While 37 states currently have enabling legislation for P3 projects, U.S. participation in the market has been minimal to date. Such a trend is not that surprising given that many Democratic officials tend to view private sector involvement with suspicion and regularly use the term “privatization” as an epithet.

Despite a significant loss of Democratic seats at the state level over the past nine years, Republicans currently control the state legislature and the governorship of just 25 states, while 33 of the 50 largest U.S. cities are still run by Democratic mayors.

To break down blue state and city resistance to P3 projects, the Trump administration should take a page out of Australia’s infrastructure play book by providing a financial incentive for U.S. state and local governments willing to engage with the private sector.

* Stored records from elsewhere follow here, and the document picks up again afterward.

PR #1318, opened 2024-05-28
Make the cursor for the circle edge point a left-right arrow

benchristel:
## Summary:
You can only drag this particular point to the left and right. The new
cursor makes that apparent.

Issue: LEMS-1979

Test plan:

Paste this data into the flipbook:

```
{"content":"**Graph the circle $(x+2)^2+(y+1)^2=49$.**\n\n[[☃ interactive-graph 1]]","images":{},"widgets":{"interactive-graph 1":{"alignment":"default","graded":true,"options":{"backgroundImage":{"url":null},"correct":{"center":[-2,-1],"radius":7,"type":"circle"},"graph":{"type":"circle"},"gridStep":[1,1],"labels":["x","y"],"markings":"graph","range":[[-10,10],[-10,10]],"rulerLabel":"","rulerTicks":10,"showProtractor":false,"showRuler":false,"snapStep":[1,1],"step":[1,1]},"static":false,"type":"interactive-graph","version":{"major":0,"minor":0}}}}
```

The cursor should change to a left-right arrow when you hover over the
movable point that changes the size of the circle.

https://github.com/Khan/perseus/assets/693920/036bf0ed-aae0-40f3-8e4b-3599a3f4b9ca

### DIFF
--- a/packages/perseus/src/widgets/interactive-graphs/graphs/components/css-cursor.ts
+++ b/packages/perseus/src/widgets/interactive-graphs/graphs/components/css-cursor.ts
@@ -1,3 +1,3 @@
 // TODO(benchristel): add more possibilities for `cursor` if we need them
 // in the future.
-export type CSSCursor = "move" | "ew-resize"
+export type CSSCursor = "move" | "ew-resize";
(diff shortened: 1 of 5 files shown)


packages/perseus/src/widgets/interactive-graphs/graphs/components/css-cursor.ts
SonicScrewdriver, line 1: It might be good to add a comment that describes that this file / type is for, just to help reduce cognitive load for future devs.

SonicScrewdriver (approved):
Looks great! Thank you for setting this up :) I had one small comment about adding a code-comment, but it's nothing blocking.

Since 2014, the Australian government has spurred its states and territories to privatize, or lease under long-term concession, existing infrastructure assets with discrete revenue streams and redeploy the proceeds into other infrastructure priorities by grossing up the assessed value of such asset sales by 15 percent using federal money. The country’s “asset recycling” program has thus far catalyzed almost A$100 billion in brownfield and greenfield projects for the country despite partisan opposition.

Away from providing political cover for local elected officials, such an approach would have additional benefits for U.S. states and cities. These include expanding the taxable property base and freeing up municipal debt borrowing capacity to cover operating budget shortfalls and contingent obligations such as outsized government employee pensions.

Such fiscal positives would also help to relieve some of the incremental state and local government budgetary pressures resulting from the state and local tax deduction provisions contained in the recently passed Tax Cut and Jobs Act.

Any federal money to be included in a $1.5 trillion U.S. infrastructure program should be characterized as incentive payments based on P3 performance, rather than just straight grants. States and cities should then be forced to compete on a first come, first serve basis for this finite pool of capital, which would ensure fast-tracking of the most important projects.

To help fund these performance fees and build bipartisan support for the initiative, the federal government should also move to monetize its much-smaller portfolio of infrastructure assets, starting with the Tennessee Valley Authority, an anachronistic government-owned electric utility dating back to the New Deal that notably serves seven predominantly red states.

There is no shortage of private sector capital, both equity and debt, to finance American public infrastructure projects, only a dearth of investable domestic deals. The private sector is standing shovel-ready to fix America’s aging and obsolete public infrastructure. The only roadblock is a lack of steely blue political will.

Paul H. Tice works at Schroder Investment Management and is an adjunct professor at the Stern School of Business at New York University. He focuses on the energy, infrastructure, and project finance markets.